# Ufermatten - Aha mit Wasserglas



## Kolja (21. März 2008)

Hallo,

nachdem ich mir das mit Saugsperre, Ufermatte, wo läuft's denn hin, irgendwie nicht richtig vorstellen konnte habe ich mit Wassergläsern, Tinte und Taschentuch folgendes aufgebaut und Ahaaaaaaaaaaaaa...
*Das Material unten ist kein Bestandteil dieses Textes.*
PR #11246, opened 2020-11-13
Undock/redock extension tabs to windows

mmisol:
### Purpose

Adds the ability to undock an extension tab from the side bar to a
window. This way the extension control can be moved and resized without
limits beyond actual screen size. Once in window state, the content can
also be docked back to the side bar or just closed.

Here is a screenshot of the change:
Screen Shot 2020-11-13 at 2 14 12 PM

### Declarations


src/DynamoCoreWpf/Views/Core/DynamoView.xaml.cs
```diff
@@ -222,7 +228,7 @@ internal TabItem AddExtensionTabItem(IViewExtension viewExtension, ContentContro
                 // creates a new tab item
                 tab = new TabItem();
                 tab.Header = viewExtension.Name;
-                tab.Tag = viewExtension.GetType();
+                tab.Tag = viewExtension;
```
mjkkirschner, line 231: Can we consider if this causes any memory leak issues?

mjkkirschner:
What happens if a user invokes a menu item which adds the extension to the sidebar again while it is already popped out?

src/DynamoCoreWpf/Views/Core/DynamoView.xaml.cs
mmisol: I don't see how to be honest. Did you see a problem?

mjkkirschner: Not really - tab's lifetime should be the same as the extension in most cases, maybe shorter.
In a testing scenario I could see it being an issue if the UI is already leaking, and as a consequence tab is never cleaned up, now viewExtension will not be cleaned up either.

mmisol:
> What happens if a user invokes a menu item which adds the extension to the sidebar again while it is already popped out?

This is a good point. For the extensions I have seen, they actually change their menu item behaviour to show/hide according to whether the extension is already shown. However, that does not necessarily mean that they can't misbehave and try to add another tab/window. Looking at the code, I think I don't currently cover this case, so I'll see to do it.

src/DynamoCoreWpf/Views/Core/DynamoView.xaml.cs
mmisol: If we are leaking tabs we are probably also leaking the controls within them. The `viewExtension` object might add a bit more, but I'd say most of the harm would already be done.

mmisol:
Should be good now. Thanks for reviewing @mjkkirschner

mjkkirschner (approved):

src/DynamoCoreWpf/Views/Core/DynamoView.xaml.cs
```diff
@@ -273,6 +290,7 @@ internal void CloseExtensionTabItem(IViewExtension viewExtension)
             TabItem tabitem = ExtensionTabItems.OfType<TabItem>().SingleOrDefault(n => n.Header.ToString() == tabName);
             CloseExtension?.Invoke(tabName);
             CloseExtensionTab(tabitem);
+            CloseExtensionWindow(tabName);
```
QilongTang, line 293: Can you update the function description as well?

src/DynamoCoreWpf/Views/Core/DynamoView.xaml.cs
```diff
@@ -322,6 +340,86 @@ private void CloseExtensionTab(TabItem tabitem)
...
+        /// Undocks the extension with the given name.
+        /// Made internal for testing purposes only.
+        /// </summary>
+        /// <param name="name">Name of the extension</param>
+        internal void UndockExtension(string name)
+        {
+            var tabItem = ExtensionTabItems.OfType<TabItem>().SingleOrDefault(tab => tab.Header.ToString() == name);
+            CloseExtensionTab(tabItem);
+
+            var ext = new ExtensionWindow();
```
QilongTang, line 369: Curious if we can reuse the extension window so that we do not need to always create new ones, but given it is only a frame, seems no harm yet?

mmisol: They should be GC'ed just like tabs. Recycling them would be cumbersome and wouldn't bring any benefit IMO.

QilongTang: @mmisol I'm cool with this implementation for now.

QilongTang:
@mmisol Can you check the build? 
```
"D:\a\Dynamo\Dynamo\Dynamo\src\DynamoCoreWpf\DynamoCoreWpf.csproj" (default target) (18:2) ->
(CoreCompile target) -> 
  Extensions\ViewLoadedParams.cs(120,24): error CS1061: 'DynamoView' does not contain a definition for 'CloseExtensionTabItem' and no accessible extension method 'CloseExtensionTabItem' accepting a first argument of type 'DynamoView' could be found (are you missing a using directive or an assembly reference?) [D:\a\Dynamo\Dynamo\Dynamo\src\DynamoCoreWpf\DynamoCoreWpf.csproj]
```

QilongTang (approved):

PR #11049, opened 2020-08-24
Changes to switch the LibG references

alfredo-pozo:
Please Note:
1. Before submitting the PR, please review [How to Contribute to Dynamo](https://github.com/DynamoDS/Dynamo/blob/master/CONTRIBUTING.md)
2. Dynamo Team will meet 1x a month to review PRs found on Github (Issues will be handled separately)
3. PRs will be reviewed from oldest to newest
4. If a reviewed PR requires changes by the owner, the owner of the PR has 30 days to respond. If the PR has seen no activity by the next session, it will be either closed by the team or depending on its utility will be taken over by someone on the team
5. PRs should use either Dynamo's default PR template or [one of these other template options](https://github.com/DynamoDS/Dynamo/wiki/Choosing-a-Pull-Request-Template) in order to be considered for review.
6. PRs that do not have one of the Dynamo PR templates completely filled out with all declarations satisfied will not be reviewed by the Dynamo team.
7. PRs made to the `DynamoRevit` repo will need to be cherry-picked into all the DynamoRevit Release branches that Dynamo supports. Contributors will be responsible for cherry-picking their reviewed commits to the other branches after a `LGTM` label is added to the PR.

### Purpose

This PR has the purpose to use the new LibG nuget packages instead of the references under "extern" folder https://jira.autodesk.com/browse/DYN-1889

### Declarations

Check these if you believe they are true

- [X] The codebase is in a better state after this PR
- [X] Is documented according to the [standards](https://github.com/DynamoDS/Dynamo/wiki/Coding-Standards)
- [X] The level of testing this PR includes is appropriate
- [ ] User facing strings, if any, are extracted into `*.resx` files
- [X] All tests pass using the self-service CI.
- [ ] Snapshot of UI changes, if any.
- [ ] Changes to the API follow [Semantic Versioning](https://github.com/DynamoDS/Dynamo/wiki/Dynamo-Versions) and are documented in the [API Changes](https://github.com/DynamoDS/Dynamo/wiki/API-Changes) document.
- [ ] This PR modifies some build requirements and the readme is updated

### Reviewers

@aparajit-pratap 

### FYIs

@QilongTang

PR #11254, opened 2020-11-16
Revert "Fix for missing file ProtoGeometry.xml"

QilongTang:
Reverts DynamoDS/Dynamo#11218

FYI: @mjkkirschner Need to revert this one then https://github.com/DynamoDS/Dynamo/pull/11049


mjkkirschner:
I'm not clear we need to revert this one @QilongTang - I thought we still needed this to correctly consume protogeometry from nuget even without the PackageReferences changes?

aparajit-pratap:
@QilongTang I don't think we need to revert these PR's (#11218 and #11049) as these are still required for LibG NuGets.

QilongTang:
@aparajit-pratap Understood, but the master build is not in a release ready state after https://github.com/DynamoDS/Dynamo/pull/11049. We have known issues as:
1. extra binaries
2. Devs not easy to build it

After discussion with @mjkkirschner , we would like to revert it for now and put a more robust implementation in Dynamo 2.11.

aparajit-pratap:
@qilongtang I'm not sure I understand. We had been integrating libg from nugets for several weeks without any issues before we decided to go with the package references. And the only reason we explored package refs was because we thought we could avoid having to make manual PRs to Dynamo to integrate the latest LibG builds.

QilongTang:
Correction. We intend to revert https://github.com/DynamoDS/Dynamo/pull/11186 and deliver it part of Dynamo 2.11, not the libG nuget part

1. Beide Wasserstände sind gleich hoch
 

2. Unterschiedliche Wasserstände
Start
 
nach ca. einem halben Tag
 

Vielleicht hilft es ja noch anderen.


----------



## axel (21. März 2008)

*AW: Ufermatten - Aha mit Wasserglas*

Hallo Andrea !

Ein sehr anschauliches Experiment ! 
Da kann man mal sehen wie wichtig eine Saugsperre ist , sonst ist der Teich mit ner Ufermatte in null Komma nix leer  
Hast Du toll gemacht ! 

Liebe Grüße 

axel


----------



## 1686christine (21. März 2008)

*AW: Ufermatten - Aha mit Wasserglas*

Oje

Ich gehe gleich mal raus und sehe nach meiner neuen Ufermatte  

Tolles Experiment, sehr verständlich und natürlich (anschaulich). 

Christine


----------



## Alex45525 (21. März 2008)

*AW: Ufermatten - Aha mit Wasserglas*

Tolles Experiment, sehr anschaulich und gelungen!!!


 


Aber was ist eine Saugsperre???


----------



## sister_in_act (21. März 2008)

*AW: Ufermatten - Aha mit Wasserglas*

nicht themengerecht A B E R 

nach diesem prinzip kann man eine gute bewässerung seiner zimmerpflanzen im urlaub herstellen 

dicke baumwollfäden mit einer seite in einen eimer und das andere ende in einen pflanzentopf.
der sommer kommt und vielleicht ist das prinzip auch anderweitig nutzbar für gießfaule 

gruß sister



> Aber was ist eine Saugsperre???



in fall von koljas darstellung würde ich eine klemme mittig zwischen den gläsern  anbringen.
bei teichen ist die saugsperre der punkt, wo das wasser seinen weg nicht weiter in grasflächen zB fortsetzen kann.zB indem man die folie umklappt und durch steine  zur rasenfläche abgrenzt.


----------



## Alex45525 (21. März 2008)

*AW: Ufermatten - Aha mit Wasserglas*

@sister in act

Erstmal danke für die Antwort!

Nee, soweit war das schon klar. Jedoch interessiert mich speziell, wie man bei einer Ufermatte, die über den Rand eines Fertigteiches hängt, eventuell die Saugwirkung begrenzt, um im Sommer nicht zuviel Wasser durch Verdunstung, oder auch weitere Kapillarwirkung zu verlieren.

  

Übrigens: Schöner Spruch in Deiner Signatur!


----------



## Olli.P (21. März 2008)

*AW: Ufermatten - Aha mit Wasserglas*

Hi Alex,

da mach ich mir auch schon bald 1 1/2 Jahre Gedanken drüber....... 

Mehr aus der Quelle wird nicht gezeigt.